Collected data
-----
PR #29741, opened 2020-12-10
PanelLibrary: Adds delete Api

hugohaggmark:
This PR adds `DELETE /api/library-panels/:panelId` api for Library/Shared/Reusable Panels

Relates #29610

### DIFF
--- a/pkg/services/librarypanels/api.go
+++ b/pkg/services/librarypanels/api.go
@@ -18,6 +18,7 @@ func (lps *LibraryPanelService) registerAPIEndpoints() {
 
 	lps.RouteRegister.Group("/api/library-panels", func(libraryPanels routing.RouteRegister) {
-----
WHAT TO WORK ON -
Find the line that contains "This PR adds". Write out that line and every line after it through the end of the data, exactly, and nothing else.

PROBLEM SOLUTION -
This PR adds `DELETE /api/library-panels/:panelId` api for Library/Shared/Reusable Panels

Relates #29610

### DIFF
--- a/pkg/services/librarypanels/api.go
+++ b/pkg/services/librarypanels/api.go
@@ -18,6 +18,7 @@ func (lps *LibraryPanelService) registerAPIEndpoints() {
 
 	lps.RouteRegister.Group("/api/library-panels", func(libraryPanels routing.RouteRegister) {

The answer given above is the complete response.